Write down, unchanged, the entries from the first line through the line holding "### Passed Regressions". Include no other line.

Data shown: Begin

PR #1338, opened 2026-08-28
Optimize Named Locks by Removing __all_dbms_lock_allocated Persistence

Mai-icy:
### Task Description

Migrate [oceanbase/oceanbase-lite!1089](https://gitlab.oceanbase-dev.com/oceanbase/oceanbase-lite/-/merge_requests/1089) to SeekDB.

The change removes persistence through `__all_dbms_lock_allocated` and keeps MySQL named-lock state in memory.

### Solution Description

- Keep MySQL named locks in the in-memory named-lock manager.
- Update session cleanup and reset-connection handling.
- Expose named locks and their object names through the virtual object-lock view.
- Preserve named-lock cleanup errors.
- Remove obsolete named-lock inner-table helpers and storage inventory entries.

### Passed Regressions

- `git diff --check upstream/master...HEAD`
- Full compilation and regression testing have not yet been run on the migrated branch.

The original MR updated mysqltest coverage. Five legacy mysqltest files no longer exist on the current GitHub `master`, so their changes were not reintroduced:

- `tools/deploy/mysql_test/r/mysql/simple_ddl.result`
- `tools/deploy/mysql_test/test_suite/table_lock/r/mysql/lock_func_basic.result`
- `tools/deploy/mysql_test/test_suite/table_lock/t/lock_func_basic.test`
- `tools/deploy/mysql_test/test_suite/view/r/mysql/cdb_objects.ce.result`
- `tools/deploy/mysql_test/test_suite/view/r/mysql/cdb_objects.result`

Updates to the two test-result files still present in SeekDB were migrated.

### Upgrade Compatibility

This changes named-lock state from inner-table persistence to in-memory runtime state. Upgrade and restart behavior should be reviewed before merge.

### Other Information

- Original GitLab MR: [oceanbase/oceanbase-lite!1089](https://gitlab.oceanbase-dev.com/oceanbase/oceanbase-lite/-/merge_requests/1089)
- Original source branch: `task/2026072800117800650`
- Original GitLab tip: `1d7f1b4bf05a287147da020de12049dfd249176f`
- The seven original commits were transplanted in order onto the latest `oceanbase/seekdb:master`; authorship and commit messages were preserved.
- GitLab and GitHub use unrelated Git histories, so commit SHAs changed during migration.

### Release Note

Manage MySQL named locks in memory, expose them through the virtual object-lock view, and remove obsolete `__all_dbms_lock_allocated` persistence helpers.


src/observer/mysql/obmp_reset_connection.cpp
```diff
@@ -169,11 +169,8 @@ int ObMPResetConnection::process()
     if (OB_SUCC(ret)) {
       const data_plane::ObSessionLockOwner owner(
           session->get_sid(), session->get_sess_create_time());
-      data_plane::ObPersistedLockOwner persisted_owner;
-      if (OB_FAIL(data_plane::persist_session_lock_owner(owner,
-                                                         persisted_owner))) {
-      } else if (OB_FAIL(query::release_locks_for_dead_owner(
-                     persisted_owner.owner_type_, persisted_owner.owner_id_))) {
+      int64_t release_count = 0;
+      if (OB_FAIL(data_plane::release_all_named_locks(owner, release_count))) {
```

Data shown: End

> **Exercise answer**:
PR #1338, opened 2026-08-28
Optimize Named Locks by Removing __all_dbms_lock_allocated Persistence

Mai-icy:
### Task Description

Migrate [oceanbase/oceanbase-lite!1089](https://gitlab.oceanbase-dev.com/oceanbase/oceanbase-lite/-/merge_requests/1089) to SeekDB.

The change removes persistence through `__all_dbms_lock_allocated` and keeps MySQL named-lock state in memory.

### Solution Description

- Keep MySQL named locks in the in-memory named-lock manager.
- Update session cleanup and reset-connection handling.
- Expose named locks and their object names through the virtual object-lock view.
- Preserve named-lock cleanup errors.
- Remove obsolete named-lock inner-table helpers and storage inventory entries.

### Passed Regressions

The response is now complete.